The installation of speed limit signs in SPC has become quite a complicated issue. Because our roads are private, the Home Owners Association (HOA) assumes full responsibility, including liability, for road maintenance and safety. Based upon a traffic study conducted in SPC some time ago (commissioned and paid for by the developer), the maximum recommended speed in the community is 25 mph. The 20 mph (and lower) signs are being placed only at designated "slow down" areas like sharp curves, etc. The recommended 25 mph signs are delayed, but will be installed soon. Interestingly, we have recently been told by another engineer that it might be reasonable (for both safety and HOA liability concerns) to designate long stretches of streets such as Via Entrada as "main traffic arteries" -- possibly allowing for an increased speed limit there. Because of the liability issues, the HOA is currently obligated to follow the recommendations of the only traffic study we have. Deviations from, or modifications to, the original traffic study recommendations cannot be entertained without a valid "second opinion" from a certified engineer -- at additional cost to the HOA. We are currently considering the possibility of retaining a consultant engineer to re-evaluate the recommendations of the original traffic study. If the Board is willing to commit the funds to do so, we will ask the consultant engineer to address several issues: the "main artery" possibility noted above, the use of yellow warning signs instead of multiple speed limit signs, and the overall number of signs needed.

The main on-site work involved in sign installation is the planting of sign posts. Given the difficulties we have encountered in actually getting work crews to the site, we have opted to proceed with sign placement now, rather than waiting for all the issues noted above to be resolved. Priority was given to the placement of signs at those areas considered most dangerous by the orginal traffic study. With sign posts in place, it is a fairly simple matter to change the actual signs, if necessary.

Some homeowners have expressed concerns over speed bumps -- there are currently no plans to pursue the use of speed bumps or humps in SPC.

The Executive Board of the HOA and the Safety Committee are striving to strike an appropriate balance between the aesthetic impact of street signs, safety, and homeowner convenience.
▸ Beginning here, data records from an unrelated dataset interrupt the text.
PR #4132, opened 2022-05-12
fix: user filter on dashboard [DET-7251]

hkang1:
## Description

Fix the issue of handling older local storage user filter settings that are still using usernames instead of user ids. The usernames in the dashboard filters and other areas with stick user pickers cause `userIds=` to be sent to the API quick causes `400 Bad Request` response.

## Checklist


johnkim-det (approved):
LGTM, thanks for figuring this out!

Please keep us informed of your thoughts, observations, and suggestions -- feedback from homeowners is very helpful.

Ralph Bryan, Chair, Safety Committee

-- Anonymous, November 14, 1998

The quantity and position of the speed limit signs seems to be different that what Im use to on public roads. I would strongly recommend retaining a consultant engineer to re-evaluate the recommendations of the original traffic study. I know this is additional cost to HOA, however, if signs need to be repositioned then the cost is justified.